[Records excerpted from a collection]
================
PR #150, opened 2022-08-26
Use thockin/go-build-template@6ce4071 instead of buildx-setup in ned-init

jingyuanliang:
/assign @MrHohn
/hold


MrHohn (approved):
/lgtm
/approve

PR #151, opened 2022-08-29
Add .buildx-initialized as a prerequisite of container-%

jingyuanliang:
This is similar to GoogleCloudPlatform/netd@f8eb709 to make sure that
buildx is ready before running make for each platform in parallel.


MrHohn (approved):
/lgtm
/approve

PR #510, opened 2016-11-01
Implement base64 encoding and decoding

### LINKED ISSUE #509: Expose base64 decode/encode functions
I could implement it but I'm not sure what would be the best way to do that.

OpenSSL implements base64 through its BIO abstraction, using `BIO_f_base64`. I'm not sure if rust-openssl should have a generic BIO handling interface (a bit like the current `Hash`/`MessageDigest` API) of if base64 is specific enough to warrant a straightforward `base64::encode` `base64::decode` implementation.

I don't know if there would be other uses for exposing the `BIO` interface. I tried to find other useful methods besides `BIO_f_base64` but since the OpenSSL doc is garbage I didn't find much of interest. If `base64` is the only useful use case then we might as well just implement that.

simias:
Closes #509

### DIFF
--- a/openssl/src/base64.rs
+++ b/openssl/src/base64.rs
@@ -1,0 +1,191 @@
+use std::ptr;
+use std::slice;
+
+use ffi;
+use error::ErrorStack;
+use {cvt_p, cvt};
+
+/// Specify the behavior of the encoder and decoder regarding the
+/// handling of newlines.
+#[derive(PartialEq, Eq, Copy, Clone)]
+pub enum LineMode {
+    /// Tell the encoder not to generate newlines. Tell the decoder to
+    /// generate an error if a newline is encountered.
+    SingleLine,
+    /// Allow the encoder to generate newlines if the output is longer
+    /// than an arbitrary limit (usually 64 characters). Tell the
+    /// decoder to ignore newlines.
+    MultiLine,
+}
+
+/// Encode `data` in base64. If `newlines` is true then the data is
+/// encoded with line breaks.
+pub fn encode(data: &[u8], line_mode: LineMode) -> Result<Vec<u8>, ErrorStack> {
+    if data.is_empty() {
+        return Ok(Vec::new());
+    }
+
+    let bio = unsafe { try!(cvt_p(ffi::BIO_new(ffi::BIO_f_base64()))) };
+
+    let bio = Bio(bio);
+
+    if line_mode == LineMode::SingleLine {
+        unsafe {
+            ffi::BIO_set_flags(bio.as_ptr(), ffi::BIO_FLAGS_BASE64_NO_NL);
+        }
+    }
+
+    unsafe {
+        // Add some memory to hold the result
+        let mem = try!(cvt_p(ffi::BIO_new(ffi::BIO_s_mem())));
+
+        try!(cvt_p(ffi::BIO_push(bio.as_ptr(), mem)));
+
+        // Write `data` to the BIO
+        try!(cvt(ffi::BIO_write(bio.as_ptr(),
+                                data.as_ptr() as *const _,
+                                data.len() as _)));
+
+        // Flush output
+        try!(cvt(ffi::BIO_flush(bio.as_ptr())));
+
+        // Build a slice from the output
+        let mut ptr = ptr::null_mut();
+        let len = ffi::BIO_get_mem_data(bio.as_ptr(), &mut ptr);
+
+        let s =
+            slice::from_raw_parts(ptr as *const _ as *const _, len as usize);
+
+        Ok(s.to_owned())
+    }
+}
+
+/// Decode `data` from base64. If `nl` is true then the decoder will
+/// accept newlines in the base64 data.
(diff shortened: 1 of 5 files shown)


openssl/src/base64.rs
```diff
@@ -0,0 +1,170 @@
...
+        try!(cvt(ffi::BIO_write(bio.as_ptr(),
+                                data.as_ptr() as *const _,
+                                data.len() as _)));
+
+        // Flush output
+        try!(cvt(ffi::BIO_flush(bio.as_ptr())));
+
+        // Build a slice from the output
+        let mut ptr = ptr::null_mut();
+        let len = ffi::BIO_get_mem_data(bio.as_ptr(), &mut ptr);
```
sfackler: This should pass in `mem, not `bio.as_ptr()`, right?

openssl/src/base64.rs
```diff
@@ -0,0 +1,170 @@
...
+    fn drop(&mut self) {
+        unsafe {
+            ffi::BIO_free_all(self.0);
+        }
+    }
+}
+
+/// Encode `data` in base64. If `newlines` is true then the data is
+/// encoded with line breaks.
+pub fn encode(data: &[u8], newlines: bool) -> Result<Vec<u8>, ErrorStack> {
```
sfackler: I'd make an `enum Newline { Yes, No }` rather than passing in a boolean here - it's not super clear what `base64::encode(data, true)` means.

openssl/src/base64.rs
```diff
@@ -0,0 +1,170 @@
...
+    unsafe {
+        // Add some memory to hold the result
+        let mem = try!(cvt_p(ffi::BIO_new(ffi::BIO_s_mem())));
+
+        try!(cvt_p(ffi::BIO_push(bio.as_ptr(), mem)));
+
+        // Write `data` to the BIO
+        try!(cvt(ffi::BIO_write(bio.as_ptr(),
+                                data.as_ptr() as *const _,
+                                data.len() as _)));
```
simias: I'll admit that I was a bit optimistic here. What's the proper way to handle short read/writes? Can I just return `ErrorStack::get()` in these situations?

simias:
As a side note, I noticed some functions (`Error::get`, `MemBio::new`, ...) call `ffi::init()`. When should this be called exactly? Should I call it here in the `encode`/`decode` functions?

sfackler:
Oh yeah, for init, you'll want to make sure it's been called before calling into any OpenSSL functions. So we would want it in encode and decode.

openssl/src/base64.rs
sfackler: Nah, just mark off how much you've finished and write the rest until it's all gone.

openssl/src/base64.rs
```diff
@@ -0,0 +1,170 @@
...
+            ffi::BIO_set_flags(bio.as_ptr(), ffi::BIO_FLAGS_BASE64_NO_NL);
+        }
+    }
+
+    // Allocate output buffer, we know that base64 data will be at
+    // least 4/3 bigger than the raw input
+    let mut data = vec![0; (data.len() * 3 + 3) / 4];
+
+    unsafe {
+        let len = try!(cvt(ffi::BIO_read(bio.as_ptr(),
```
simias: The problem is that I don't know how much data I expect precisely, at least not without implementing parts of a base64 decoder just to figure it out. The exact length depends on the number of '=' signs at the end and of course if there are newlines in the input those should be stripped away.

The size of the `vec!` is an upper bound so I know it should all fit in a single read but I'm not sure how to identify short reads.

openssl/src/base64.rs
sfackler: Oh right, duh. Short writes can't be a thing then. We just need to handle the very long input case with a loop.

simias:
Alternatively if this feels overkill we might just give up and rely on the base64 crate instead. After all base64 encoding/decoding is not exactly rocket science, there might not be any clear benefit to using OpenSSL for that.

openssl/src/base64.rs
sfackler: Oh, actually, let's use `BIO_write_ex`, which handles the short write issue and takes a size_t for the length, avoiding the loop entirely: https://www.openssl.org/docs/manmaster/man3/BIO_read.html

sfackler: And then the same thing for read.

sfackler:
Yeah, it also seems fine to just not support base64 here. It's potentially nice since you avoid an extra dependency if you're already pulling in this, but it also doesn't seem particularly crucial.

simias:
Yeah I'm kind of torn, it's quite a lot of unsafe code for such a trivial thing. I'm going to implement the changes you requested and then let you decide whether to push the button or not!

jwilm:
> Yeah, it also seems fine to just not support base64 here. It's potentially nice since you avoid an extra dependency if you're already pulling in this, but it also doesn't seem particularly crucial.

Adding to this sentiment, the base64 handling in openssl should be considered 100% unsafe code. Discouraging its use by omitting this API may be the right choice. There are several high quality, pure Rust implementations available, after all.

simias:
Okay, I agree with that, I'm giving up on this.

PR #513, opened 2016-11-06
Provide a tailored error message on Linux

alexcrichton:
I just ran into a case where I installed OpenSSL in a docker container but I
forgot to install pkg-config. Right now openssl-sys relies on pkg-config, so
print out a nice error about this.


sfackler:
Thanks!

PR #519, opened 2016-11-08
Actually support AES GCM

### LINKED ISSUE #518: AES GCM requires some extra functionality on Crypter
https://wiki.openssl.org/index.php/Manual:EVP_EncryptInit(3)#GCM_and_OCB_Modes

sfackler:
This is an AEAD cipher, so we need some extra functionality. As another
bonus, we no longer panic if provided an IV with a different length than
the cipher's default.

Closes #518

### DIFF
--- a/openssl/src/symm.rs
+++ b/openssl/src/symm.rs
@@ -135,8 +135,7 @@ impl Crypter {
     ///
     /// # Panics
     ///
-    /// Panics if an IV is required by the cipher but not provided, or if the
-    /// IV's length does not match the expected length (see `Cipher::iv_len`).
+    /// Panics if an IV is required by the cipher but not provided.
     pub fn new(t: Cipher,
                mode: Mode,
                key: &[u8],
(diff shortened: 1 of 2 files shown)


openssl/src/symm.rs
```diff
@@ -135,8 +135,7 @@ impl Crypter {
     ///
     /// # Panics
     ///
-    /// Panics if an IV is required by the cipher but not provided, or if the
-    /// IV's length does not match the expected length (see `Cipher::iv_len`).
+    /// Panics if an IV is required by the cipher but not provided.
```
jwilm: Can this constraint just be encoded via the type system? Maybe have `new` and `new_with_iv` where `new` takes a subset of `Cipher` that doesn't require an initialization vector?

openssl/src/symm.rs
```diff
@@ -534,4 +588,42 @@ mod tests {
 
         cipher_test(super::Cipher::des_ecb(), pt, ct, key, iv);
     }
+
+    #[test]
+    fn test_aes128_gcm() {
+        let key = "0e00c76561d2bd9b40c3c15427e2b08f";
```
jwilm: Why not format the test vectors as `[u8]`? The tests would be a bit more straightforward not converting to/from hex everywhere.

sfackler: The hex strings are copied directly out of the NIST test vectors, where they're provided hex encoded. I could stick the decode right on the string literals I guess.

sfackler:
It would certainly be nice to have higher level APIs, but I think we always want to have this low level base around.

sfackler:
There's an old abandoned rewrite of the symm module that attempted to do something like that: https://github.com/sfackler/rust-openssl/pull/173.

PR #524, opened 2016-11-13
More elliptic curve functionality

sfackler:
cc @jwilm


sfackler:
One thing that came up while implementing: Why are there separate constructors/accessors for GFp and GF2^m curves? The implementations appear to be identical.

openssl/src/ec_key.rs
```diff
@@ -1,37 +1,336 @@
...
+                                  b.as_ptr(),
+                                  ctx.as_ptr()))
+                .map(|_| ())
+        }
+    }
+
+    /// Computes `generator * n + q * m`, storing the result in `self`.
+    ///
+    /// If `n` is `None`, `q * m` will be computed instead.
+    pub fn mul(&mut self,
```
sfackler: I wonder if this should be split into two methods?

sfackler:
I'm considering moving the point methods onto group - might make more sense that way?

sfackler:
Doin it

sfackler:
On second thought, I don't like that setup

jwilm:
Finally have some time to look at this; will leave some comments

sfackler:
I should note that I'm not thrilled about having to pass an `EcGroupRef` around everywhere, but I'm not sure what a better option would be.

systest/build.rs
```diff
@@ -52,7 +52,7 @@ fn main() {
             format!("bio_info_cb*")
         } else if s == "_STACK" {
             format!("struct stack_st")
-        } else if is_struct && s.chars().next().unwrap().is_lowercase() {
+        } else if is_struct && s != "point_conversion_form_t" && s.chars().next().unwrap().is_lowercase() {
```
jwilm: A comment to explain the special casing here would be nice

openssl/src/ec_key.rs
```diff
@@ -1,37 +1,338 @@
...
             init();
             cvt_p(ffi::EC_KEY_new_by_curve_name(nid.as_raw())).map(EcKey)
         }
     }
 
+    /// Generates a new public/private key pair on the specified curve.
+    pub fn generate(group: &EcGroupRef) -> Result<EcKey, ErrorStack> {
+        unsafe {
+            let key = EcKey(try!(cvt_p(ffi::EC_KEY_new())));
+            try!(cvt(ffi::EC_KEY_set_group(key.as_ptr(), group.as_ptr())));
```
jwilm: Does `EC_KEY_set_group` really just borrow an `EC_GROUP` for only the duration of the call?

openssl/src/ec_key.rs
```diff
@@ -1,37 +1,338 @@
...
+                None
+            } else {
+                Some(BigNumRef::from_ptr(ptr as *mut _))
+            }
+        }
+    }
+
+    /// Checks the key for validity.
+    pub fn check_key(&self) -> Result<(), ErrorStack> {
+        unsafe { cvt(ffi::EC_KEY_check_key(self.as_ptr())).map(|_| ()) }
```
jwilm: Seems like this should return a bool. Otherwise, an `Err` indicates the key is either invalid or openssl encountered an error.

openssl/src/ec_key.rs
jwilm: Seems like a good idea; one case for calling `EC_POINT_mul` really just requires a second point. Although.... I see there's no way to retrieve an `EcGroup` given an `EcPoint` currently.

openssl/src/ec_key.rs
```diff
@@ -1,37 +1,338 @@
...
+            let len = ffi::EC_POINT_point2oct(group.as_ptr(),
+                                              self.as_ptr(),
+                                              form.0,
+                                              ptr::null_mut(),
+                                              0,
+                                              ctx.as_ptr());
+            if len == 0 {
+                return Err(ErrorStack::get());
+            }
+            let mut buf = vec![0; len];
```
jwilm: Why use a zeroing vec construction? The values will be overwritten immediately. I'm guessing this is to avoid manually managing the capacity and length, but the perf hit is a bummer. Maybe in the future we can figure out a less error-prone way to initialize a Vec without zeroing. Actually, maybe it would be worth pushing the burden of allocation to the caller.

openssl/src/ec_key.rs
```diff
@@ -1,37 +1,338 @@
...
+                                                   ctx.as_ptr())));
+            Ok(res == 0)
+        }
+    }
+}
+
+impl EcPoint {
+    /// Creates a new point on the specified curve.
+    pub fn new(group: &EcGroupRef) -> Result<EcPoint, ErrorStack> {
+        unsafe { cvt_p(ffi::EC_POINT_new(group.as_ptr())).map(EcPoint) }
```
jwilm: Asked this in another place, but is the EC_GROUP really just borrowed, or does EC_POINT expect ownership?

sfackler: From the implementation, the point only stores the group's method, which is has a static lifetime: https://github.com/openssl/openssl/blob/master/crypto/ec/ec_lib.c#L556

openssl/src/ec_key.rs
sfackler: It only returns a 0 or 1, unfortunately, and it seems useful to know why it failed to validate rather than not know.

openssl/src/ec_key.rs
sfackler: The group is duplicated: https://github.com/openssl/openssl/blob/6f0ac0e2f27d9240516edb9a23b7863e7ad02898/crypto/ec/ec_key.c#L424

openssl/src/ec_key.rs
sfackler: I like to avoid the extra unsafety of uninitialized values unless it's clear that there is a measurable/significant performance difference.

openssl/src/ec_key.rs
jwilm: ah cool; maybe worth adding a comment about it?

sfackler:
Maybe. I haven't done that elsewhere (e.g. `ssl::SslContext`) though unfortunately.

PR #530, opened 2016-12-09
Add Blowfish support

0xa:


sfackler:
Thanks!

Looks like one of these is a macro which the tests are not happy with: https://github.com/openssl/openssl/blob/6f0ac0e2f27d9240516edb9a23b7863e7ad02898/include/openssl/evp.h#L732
================
◆ **Task statement**:
Exactly as they stand, set down the lines from the top of the data through the line with "This is similar".

◆ **Reply to the exercise**:
PR #150, opened 2022-08-26
Use thockin/go-build-template@6ce4071 instead of buildx-setup in ned-init

jingyuanliang:
/assign @MrHohn
/hold


MrHohn (approved):
/lgtm
/approve

PR #151, opened 2022-08-29
Add .buildx-initialized as a prerequisite of container-%

jingyuanliang:
This is similar to GoogleCloudPlatform/netd@f8eb709 to make sure that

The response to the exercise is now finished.